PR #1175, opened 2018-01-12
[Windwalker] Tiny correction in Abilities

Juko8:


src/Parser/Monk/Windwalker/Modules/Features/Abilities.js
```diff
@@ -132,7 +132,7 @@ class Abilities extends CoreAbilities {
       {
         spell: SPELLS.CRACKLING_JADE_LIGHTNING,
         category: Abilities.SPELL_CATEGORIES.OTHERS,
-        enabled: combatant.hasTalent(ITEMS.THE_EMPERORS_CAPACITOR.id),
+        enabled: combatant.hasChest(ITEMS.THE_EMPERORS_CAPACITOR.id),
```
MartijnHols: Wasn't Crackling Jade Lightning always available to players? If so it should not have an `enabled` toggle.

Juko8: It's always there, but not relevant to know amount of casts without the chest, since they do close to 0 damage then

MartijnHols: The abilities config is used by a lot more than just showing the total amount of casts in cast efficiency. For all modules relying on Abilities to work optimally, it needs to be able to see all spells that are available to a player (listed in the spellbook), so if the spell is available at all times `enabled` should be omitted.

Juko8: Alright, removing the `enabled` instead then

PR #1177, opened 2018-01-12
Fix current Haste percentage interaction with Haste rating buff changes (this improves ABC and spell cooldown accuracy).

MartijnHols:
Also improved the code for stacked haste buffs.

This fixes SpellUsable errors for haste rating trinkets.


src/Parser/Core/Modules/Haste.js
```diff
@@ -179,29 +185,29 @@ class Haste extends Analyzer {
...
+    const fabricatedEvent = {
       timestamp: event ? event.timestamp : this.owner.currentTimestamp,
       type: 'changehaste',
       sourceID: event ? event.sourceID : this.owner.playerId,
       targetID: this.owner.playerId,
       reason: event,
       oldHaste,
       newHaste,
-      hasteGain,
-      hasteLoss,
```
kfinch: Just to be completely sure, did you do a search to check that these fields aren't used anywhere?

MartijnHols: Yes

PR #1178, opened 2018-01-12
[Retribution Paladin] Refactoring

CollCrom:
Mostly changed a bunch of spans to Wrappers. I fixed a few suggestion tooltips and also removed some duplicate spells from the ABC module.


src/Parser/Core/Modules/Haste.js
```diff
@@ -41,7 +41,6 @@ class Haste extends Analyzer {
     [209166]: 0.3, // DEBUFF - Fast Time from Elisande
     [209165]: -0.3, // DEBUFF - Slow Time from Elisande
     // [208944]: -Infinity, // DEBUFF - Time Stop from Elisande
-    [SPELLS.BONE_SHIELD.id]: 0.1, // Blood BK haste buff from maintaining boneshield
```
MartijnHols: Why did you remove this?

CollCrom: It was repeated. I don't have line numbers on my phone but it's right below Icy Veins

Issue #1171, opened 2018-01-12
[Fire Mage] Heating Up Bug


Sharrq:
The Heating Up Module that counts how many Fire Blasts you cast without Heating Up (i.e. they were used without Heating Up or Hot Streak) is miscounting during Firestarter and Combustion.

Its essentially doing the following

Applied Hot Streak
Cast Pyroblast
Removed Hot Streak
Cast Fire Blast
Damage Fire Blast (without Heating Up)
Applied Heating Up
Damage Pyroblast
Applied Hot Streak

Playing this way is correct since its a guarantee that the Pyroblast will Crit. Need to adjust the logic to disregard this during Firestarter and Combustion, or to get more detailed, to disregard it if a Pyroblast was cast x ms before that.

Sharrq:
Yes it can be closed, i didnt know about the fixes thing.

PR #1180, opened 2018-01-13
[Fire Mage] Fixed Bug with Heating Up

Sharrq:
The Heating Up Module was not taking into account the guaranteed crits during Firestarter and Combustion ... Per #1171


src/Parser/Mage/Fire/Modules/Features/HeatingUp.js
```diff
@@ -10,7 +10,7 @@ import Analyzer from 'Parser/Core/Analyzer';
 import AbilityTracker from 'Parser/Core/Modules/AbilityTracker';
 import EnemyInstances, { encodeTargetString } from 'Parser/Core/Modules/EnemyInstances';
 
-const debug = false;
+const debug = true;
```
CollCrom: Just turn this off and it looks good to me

◆ ◆ ◆ ◆ ◆

- **Your objective**:
Go through the material and select each line with the string "opened" in it.

- **Expected output**:
PR #1175, opened 2018-01-12
PR #1177, opened 2018-01-12
PR #1178, opened 2018-01-12
Issue #1171, opened 2018-01-12
PR #1180, opened 2018-01-13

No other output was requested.